What I Learned Building Vision Models on Edge Devices

When you're running a computer vision model on a Raspberry Pi or an ESP32-CAM, everything you thought you knew about model development changes. There's no GPU. There's limited RAM. And your users expect real-time results.

Here's what I've learned shipping vision models on edge hardware across three different projects.

The Constraint Mindset

On the cloud, you optimize for accuracy first, then worry about cost. On the edge, you optimize for three things simultaneously:

• Latency — Can you process a frame before the next one arrives?
• Power — Will the battery last a full day?
• Accuracy — Is the output useful enough to act on?

You can't maximize all three. Every project requires choosing which one to sacrifice slightly.

Model Selection: Smaller Is Smarter

I stopped reaching for ResNet and started with MobileNetV3. The accuracy difference on my real-world datasets was negligible (< 2%), but the inference time dropped by 5x.

import tensorflow as tf

# Instead of this
model = tf.keras.applications.ResNet50(weights="imagenet")

# Use this
model = tf.keras.applications.MobileNetV3Small(
    weights="imagenet",
    input_shape=(224, 224, 3)
)

For even more constrained devices, I use TensorFlow Lite with post-training quantization:

converter = tf.lite.TFLiteConverter.from_saved_model("model/")
converter.optimizations = [tf.lite.Optimize.DEFAULT]
converter.target_spec.supported_types = [tf.float16]
tflite_model = converter.convert()

This cuts model size by 50-75% with minimal accuracy loss.

The Preprocessing Bottleneck

Here's something nobody tells you: on edge devices, image preprocessing often takes longer than inference. Resizing, normalizing, and color-converting a 1080p frame can take 40ms on a Pi — which eats into your entire frame budget.

Solutions that worked for me:

1. Capture at target resolution — Don't capture 1080p and resize to 224x224. Set the camera to capture at 320x240.
2. Skip frames — Process every 3rd frame. For most applications, 10 FPS is plenty.
3. Use hardware acceleration — V4L2 on Linux, camera HAL on Android.

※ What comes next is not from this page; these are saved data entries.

PR #2734, opened 2026-09-01
Bug 2066252 - Prevent save if keyword checkin-needed-tb exists without target milestone

dklawren:


extensions/MozChangeField/lib/Post/CheckinNeededTbMilestone.pm
```diff
@@ -0,0 +1,52 @@
...
+
+sub _check_milestone {
+  my ($bug) = @_;
+  my $product = $bug->product_obj;
+
+  return if !PRODUCTS->{$product->name};
+  return if !$bug->has_keyword(KEYWORD);
+
+  # The product's default milestone (normally '---') means 'not set'.
+  return if $bug->target_milestone ne $product->default_milestone;
```
cgsheeh, line 28: Should we compare with `---` directly? Is there any risk in a silent pass if a product gets a real default milestone?

extensions/MozChangeField/lib/Post/CheckinNeededTbMilestone.pm
```diff
@@ -0,0 +1,52 @@
...
+  my ($self, $args) = @_;
+  _check_milestone($args->{bug});
+}
+
+sub evaluate_change {
+  my ($self, $args) = @_;
+  my $changes = $args->{changes};
+
+  # Only enforce on a save that touches one of the two fields, so bugs
+  # already in this state don't block unrelated edits.
```
cgsheeh: Should this be "one of the three fields", ie keywords/target_milestone/product?

cgsheeh (approved):

extensions/MozChangeField/lib/Post/CheckinNeededTbMilestone.pm
dklawren: I am not sure what silent pass means if it gets a real milestone. The products default milestone can be set to any valid milestone value and is what gets set if a user doesn't set anything for milestone.

PR #2736, opened 2026-09-04
Bug 2069143 - When retrieving comments for a bug(s) via REST API, remove comments that would be collapsed in the web UI unless explicitly asking for them

dklawren:


Xzzz (approved):
lgtm

PR #2740, opened 2026-09-08
Bug 2070247 - Support limiting who can needinfo the Hackbot account

dklawren:
What changed

extensions/Needinfo/Extension.pm
- _user_needinfo_blocked is now tri-state: on blocks everyone, editbugs blocks only requesters without editbugs, off blocks nobody. Self-needinfo is always allowed under editbugs.
- add_setting gains the editbugs option plus force_check => 1 - the setting already exists, so Bugzilla/User/Setting.pm:140 would otherwise skip the update. remove_setting only drops user choices outside the new option list, so existing on/off preferences survive checksetup.      
- _check_requestee throws a distinct needinfo_blocked_editbugs when that's the actual reason.
- user_preferences reads the posted value directly, mapping a stale 1 to on.

Prefs template - checkbox → three-option select, inside the existing shared Request blocking: row.

Error template - new needinfo_blocked_editbugs branch.

Both of your requirements fall out of the single existing needinfo_blocked choke point rather than needing separate work: the autocomplete greys the account as "Requests blocked" and alerts if you pick it (js/field.js:508-530, fed by extensions/Review/Extension.pm:951), and typing the address manually errors on save via object_end_of_create/object_end_of_update - which sit under every write path, web form and REST alike. The needinfo_role dropdown also drops blocked reporter/assignee/QA/mentor options for free.

Still needs doing

- checksetup.pl must run for the new option to appear in setting_value on prod, the pref page will render the select before then, but saving editbugs would fail validation.


extensions/Needinfo/Extension.pm
```diff
@@ -25,8 +25,18 @@ BEGIN {
...
+  my ($requestee) = @_;
+  my $setting = $requestee->settings->{block_needinfo} or return 0;
+
+  return 1 if $setting->{value} eq 'on';
+  return 0 unless $setting->{value} eq 'editbugs';
+
+  # Never block someone from needinfo'ing themselves.
+  return 0 if Bugzilla->user->id == $requestee->id;
+
+  # ponytail: global editbugs membership, not per-product -- needinfo_blocked
```
cgsheeh: `ponytail:` looks like a stray marker from your editor/agent session -- it's the only occurrence in the whole repo. Can you turn this into a plain `TODO:` (or just drop it)?

extensions/Needinfo/Extension.pm
```diff
@@ -63,10 +73,15 @@ sub install_update_db {
 sub install_before_final_checks {
   my ($self, $args) = @_;
   add_setting({
-    name     => 'block_needinfo',
-    options  => ['on', 'off'],
-    default  => 'off',
-    category => 'Reviews and Needinfo'
+    name        => 'block_needinfo',
+    options     => ['on', 'editbugs', 'off'],
```
cgsheeh: `block_needinfo` also renders on the generic Settings tab (`userprefs.cgi?tab=settings`), which builds its `<select>` from `legal_values` and labels each option with `setting_descs.$value`. `on`/`off` resolve to "On"/"Off", but `editbugs` has no entry so it'll show the raw string. Please add `setting_descs.editbugs` to `hook/global/setting-descs-settings.none.tmpl`, and while you're there `setting_descs.block_needinfo = "Block needinfo requests"` is no longer accurate for a tri-state.

extensions/Needinfo/Extension.pm
```diff
@@ -63,10 +73,15 @@ sub install_update_db {
...
+    default     => 'off',
+    category    => 'Reviews and Needinfo',
+
+    # The setting predates the 'editbugs' option, so force add_setting to
+    # rebuild it. remove_setting only drops user choices outside the new
+    # option list, so existing 'on'/'off' preferences survive.
+    force_check => 1,
```
cgsheeh: This is the only `force_check` in our codebase, and it's unconditional, so every `checksetup.pl` run from now on will drop and re-insert the `setting`/`setting_value` rows. It's idempotent so I'm not blocking on it, but I'd prefer the one-time fixup live in `install_update_db` so we can drop it later -- or at minimum a note here that it can be removed once prod has run checksetup.

extensions/Needinfo/Extension.pm
```diff
@@ -241,9 +256,13 @@ sub _check_requestee {
     = ref($requestee)
     ? $requestee
     : Bugzilla::User->new({name => $requestee, cache => 1});
-  if ($user->needinfo_blocked) {
-    ThrowUserError('needinfo_blocked', {requestee => $user});
-  }
+  return unless $user->needinfo_blocked;
+
+  my $blocked_editbugs
+    = $user->settings->{block_needinfo}->{value} eq 'editbugs';
```
cgsheeh: This re-reads the setting internals to recover a decision `needinfo_blocked` already made, so the two can drift (e.g. the self-needinfo exemption isn't reflected here). Could `needinfo_blocked` return the reason instead -- e.g. `''`/`'on'`/`'editbugs'` -- so this just maps reason to error tag?

extensions/Needinfo/Extension.pm
```diff
@@ -291,9 +310,15 @@ sub user_preferences {
...
-  $settings->{block_needinfo}->validate_value($value);
-  $settings->{block_needinfo}->set($value);
+  my $value = $input->{block_needinfo} // 'off';
+  $value = 'on' if $value eq '1';    # stale page still posting the old checkbox
+
+  my $setting = $settings->{block_needinfo};
+  my %legal_values = map { $_ => 1 } @{$setting->legal_values};
+  ThrowCodeError('setting_value_invalid',
+    {name => 'block_needinfo', value => $value})
+    unless $legal_values{$value};
```
cgsheeh: Looks like the existing `validate_value` call does this exact same thing? Any reason we couldn't continue with `validate_value` instead?

extensions/Needinfo/template/en/default/hook/account/prefs/account-field.html.tmpl
```diff
@@ -16,10 +16,19 @@
...
-      Block needinfo requests (please use only if you'll be unavailable for an extended period of time)
-    </label>
+    [% block_needinfo = user.settings.block_needinfo.value %]
+    <label for="block_needinfo">Needinfo requests:</label>
+    <select id="block_needinfo" name="block_needinfo">
+      <option value="off"[% " selected" IF block_needinfo == "off" %]>
+        Accept from anyone
+      </option>
+      <option value="editbugs"[% " selected" IF block_needinfo == "editbugs" %]>
+        Only accept from users with editbugs
```
cgsheeh: "editbugs" is internal jargon for most users. Something like "Only accept from users who can edit bugs (editbugs)" would read better on the prefs page.

cgsheeh (approved):

PR #232, opened 2020-07-01
[FEATURE] Build formulas on Windows

kaduartur:
**- What I did**

I create scripts to build formulas on Windows in the following languages:

- Java
- Node
- Php
- Python

**- How I did it**

I created templates to build.bat file, inside the `pkg/formula/creator/templates` for all supported languages.

**- How to verify it**
On Windows, run the command `rit create formula`. You can run the `rit build formula` command to get the same result too. 
After that, you can run your formula on windows

Create scripts to build formulas on Windows


pkg/formula/creator/lang.go
```diff
@@ -10,9 +10,9 @@ import (
 	"github.com/ZupIT/ritchie-cli/pkg/formula/creator/templates/template_go"
```
sandokandias, line 10: I think that we should to avoid using `_` in package names.

Source: https://golang.org/doc/effective_go.html#package-names

pkg/formula/creator/creator.go
```diff
@@ -18,7 +18,7 @@ import (
 
 	"github.com/ZupIT/ritchie-cli/pkg/api"
 	"github.com/ZupIT/ritchie-cli/pkg/file/fileutil"
-	"github.com/ZupIT/ritchie-cli/pkg/formula/creator/templates/template_go"
+	"github.com/ZupIT/ritchie-cli/pkg/formula/creator/templates/golang"
```
sandokandias, line 21: what if we follow the golang std?

`golang/template`

e.g: https://golang.org/pkg/html/template/

PR #250, opened 2020-07-07
Feature/verbose flag

antonioolf:
**- What I did**

Added the possibility to execute a formula passing a `--verbose` flag to indicate that formula should show more detailed log messages. 

This verbose flag only adds a Boolean environment variable that can be retrieved during the execution of the formula, so the details of the messages are in the domain of whoever is writing the formula.

**- How to verify it**

- Run a formula with `--verbose` as flag
- In the formula script, retrieve the environment variable `VERBOSE_MODE`
- If the flag has been entered, the value will be `1`, otherwise it will be `0` (default)

Example:
`rit docker generate compose --verbose`

Adding `--verbose` flag


antonioolf:
Working on code coverage now

Issue #186, opened 2020-06-22
[FEATURE] Adding hello world template in RUBY (rit create formula)


GuillaumeFalourd:
## What would you like to be added:

A Hello World template to create a formula in RUBY with the rit create formula command

## Why is this needed:

Those templates are currently available for Java, Go, Python, Node and Shell. It would make it easier for RUBY programmers to create formulas and use Ritchie.

PR #252, opened 2020-07-08
[Feature] Adding ruby language support

henriquemoraes8:
**- What I did**
Added ruby language support for when creating a new formula according to issue #186 . **I have intentionally left out the coffee scaffold as I think it will be discontinued**, if not, please let me know

To provide more coverage on fail cases, I had to resort to dependency injection on `createSrcFiles` by extracting an interface on `CreateManager`. Ended up running this fail case test to all other languages and raised the coverage on `createSrcFiles` from 75% to 92.9%

Removed an extraneous param used on the languages `New` function

Fixed a small bug in which failed `Shell` language creation would return `nil` and not account for the error

**- How to verify it**
you can run `rit create formula` and then select the `ruby` language. The appropriate `rb` files along with the `Gemfile` are created. You can also verify it through `make unit-test`

Screen Shot 2020-07-07 at 15 52 11

* Added support to write new formulas in ruby


pkg/formula/creator/lang/golang/golang.go
```diff
@@ -17,12 +17,10 @@ type Go struct {
 }
 
 func New(
-	c formula.Creator,
```
henriquemoraes8, line 20: These dont seem to be necessary, the creator interface requires `Create` method to be implemented and each file implements its own already, so it is not composing from the passed argument

pkg/formula/creator/lang/ruby/ruby.go
```diff
@@ -0,0 +1,70 @@
...
+		return err
+	}
+
+	if err := createGemfile(srcDir, n.Gemfile); err != nil {
+		return err
+	}
+
+	templateNode := strings.ReplaceAll(n.File, formula.NameBin, pkg)
+	pkgFile := fmt.Sprintf("%s/%s%s", pkgDir, pkg, n.FileFormat)
+	if err := fileutil.WriteFile(pkgFile, []byte(templateNode)); err != nil {
```
victor-schumacher, line 61: This variable should be templateRuby, right?

henriquemoraes8: you are right, thanks!

PR #256, opened 2020-07-08
FEATURE - Improving information about help

brunats:
**- What I did**
Updated the help messages for the core commands and added comments to some public functions found in the modified files.

**- How I did it**

Changing the help messages according to the documentation and adding comments on the necessary public functions (in files already changed previously).

**- How to verify it**

Exec `rit`
Before:
antes

Now:
depois

> Prints updated on Jul 14 at 7:03 pm

Improving information about help


brunats:
> Good job! It became much clearer with examples.
> Do you think it is a good idea not to use the word "objects"? For me it is not valuable information.


Looking again, I agree with you, let's see what the other reviewers think and depending on I remove the 'objects'.

pkg/cmd/autocomplete.go
```diff
@@ -22,7 +22,7 @@ type autocompleteCmd struct {
 func NewAutocompleteCmd() *cobra.Command {
 	return &cobra.Command{
 		Use:     "completion SUBCOMMAND",
-		Short:   "Add autocomplete for terminal",
+		Short:   "Add autocomplete for terminal (bash, zsh)",
```
marcoscostazup, line 25: We have autocomplete for fish and powershell too now

brunats: I am updating to add them through a list.

brunats: Fix in https://github.com/ZupIT/ritchie-cli/pull/256/commits/6c3bf279b21ee10801679832104b3d8aa3364d33.

marcoscostazup: Great! :)

PR #268, opened 2020-07-10
[FEATURE] Added `rit delete repo` command and added to list repo a total info a…

marcoscostazup:
…t the end

**- What I did**

**- How to verify it**


pkg/cmd/delete_repo.go
```diff
@@ -0,0 +1,60 @@
...
+
+func (dr DeleteRepoCmd) runFunc() CommandRunnerFunc {
+	return func(cmd *cobra.Command, args []string) error {
+		repos, err := dr.RepositoryLister.List()
+		if err != nil {
+			return err
+		}
+
+		if len(repos) == 0 {
+			prompt.Warning("You should add a repository first")
```
kaduartur, line 41: Edit the message to `You don't have any repositories`

pkg/cmd/delete_repo.go
```diff
@@ -0,0 +1,60 @@
...
+			return nil
+		}
+
+		var reposNames []string
+		for _, r := range repos {
+			reposNames = append(reposNames, r.Name)
+		}
+
+		repo, err := dr.InputList.List("Repository:", reposNames)
```
kaduartur, line 50: Check InputList err

pkg/cmd/delete_repo.go
```diff
@@ -0,0 +1,60 @@
...
+
+		err = dr.Delete(repo)
```
kaduartur, line 52: The good practice is `if err := dr.Delete(repo); err != nil { return err }` when a function return just one error

pkg/formula/repo/deleter.go
```diff
@@ -0,0 +1,79 @@
...
+func NewDeleter(ritHome string, file stream.FileWriteReadExister, dir stream.DirRemover) DeleteManager {
+	return DeleteManager{
+		ritHome: ritHome,
+		file:    file,
+		dir:     dir,
+	}
+}
+
+func (dm DeleteManager) Delete(repoName string) error {
+	err := dm.deleteFromReposFile(repoName)
```
kaduartur, line 26: The good practice is check error in the same line when a function returns just one error.

pkg/formula/repo/deleter.go
```diff
@@ -0,0 +1,79 @@
...
+	if err != nil {
+		return err
+	}
+
+	err = dm.deleteRepoDir(repoName)
```
kaduartur, line 31: The good practice is check error in the same line when a function returns just one error.
Remove Dir before removing repo from repositories.json.

pkg/formula/repo/deleter.go
```diff
@@ -0,0 +1,79 @@
...
+	if err != nil {
+		return err
+	}
+	return nil
+}
+
+func (dm DeleteManager) deleteRepoDir(repoName string) error {
+	path := path.Join(dm.ritHome, reposDirName, repoName)
+	err := dm.dir.Remove(path)
```
kaduartur, line 40: The good practice is check error in same line when a function returns just one error.

pkg/formula/repo/lister.go
```diff
@@ -18,6 +18,7 @@ func NewLister(ritHome string, file stream.FileReadExister) ListManager {
 	return ListManager{ritHome: ritHome, file: file}
 }
 
+// Returns an empty repo if there is no repositories.json
```
kaduartur, line 21: The good practice for comments in Golang is to start the comment  with the function name

pkg/cmd/delete_repo.go
marcoscostazup: Ok! Done

pkg/cmd/delete_repo.go
marcoscostazup: Ok! Done

pkg/cmd/delete_repo.go
marcoscostazup: Ok! Done

pkg/formula/repo/deleter.go
marcoscostazup: Ok! Done

pkg/formula/repo/deleter.go
marcoscostazup: I was thinking about remove the repo from repositories.json first because if it pass ok and remove dir returns some error the user will not be able to select that dir anyway, and if he adds that repo again the directory will be overlaid.

If I remove from dir first and get some error on removing from repositories.json it would still apear when I run `rit list repo` for example (as I just look to repositories.json)

But I may be wrong, what do you think?

marcoscostazup: Actually, maybe we should return nil even if deleteRepoDir returns some error... The directory will not be erased, but if we return an error on Delete too it would not be all true, because the user would not be able to see that repo on the other commands (e.g. `rit set repo-priority` or `rit list repo`)

pkg/formula/repo/deleter.go
marcoscostazup: Ok! Done

pkg/formula/repo/lister.go
marcoscostazup: Ok! Done

PR #283, opened 2020-07-15
Add context to docker runner and -it arg to docker run

JoaoDanielRufino:
**- What I did**
Added rit context as ENV variable when running a formula with docker and -it arg to docker run to keep stdin open and allocate a pseudo-TTY

**- How to verify it**
Run any formula with docker and check the env CONTEXT

Add context to docker runner and -it arg to docker run


viniciusramosdefaria:
Please limit the scope of your modifications. Just change the things regarding docker. Other things like templates are being handled by another issue.

PR #287, opened 2020-07-16
Add files entry to `set credential` command

marcoscostazup:
**- What I did**
- Added files entry to `rit set credential` command

**- How to verify it**
- run `rit set credential`

- Added files entry to `rit set credential` command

Real Project: Plant Disease Detection

For Rudraksh (my plant disease detection platform), I needed to run a classification model on a Raspberry Pi 4 in the field — no internet connection, battery-powered.

The architecture:

Camera → Capture (320x240) → Preprocess (numpy) → TFLite Inference → Result → LCD Display

Key numbers:

• Model size: 2.3 MB (quantized MobileNetV3)
• Inference time: 85ms per frame
• Accuracy: 94.2% on 38 disease classes
• Battery life: 6 hours on a 10,000 mAh bank

The biggest win was caching: if the previous 3 frames gave the same prediction with >90% confidence, skip inference and reuse the result. This cut average power consumption by 40%.

Lessons

1. Profile before optimizing — I spent a week optimizing the model only to discover preprocessing was the bottleneck.
2. Test on real hardware early — Emulators lie about performance.
3. Ship the simplest model that works — You can always upgrade later.
4. Design for offline — Edge means unreliable connectivity. Cache everything.

Edge ML is one of the most satisfying engineering challenges I've encountered. The constraints force creativity, and the results are tangible — literally running in your hands.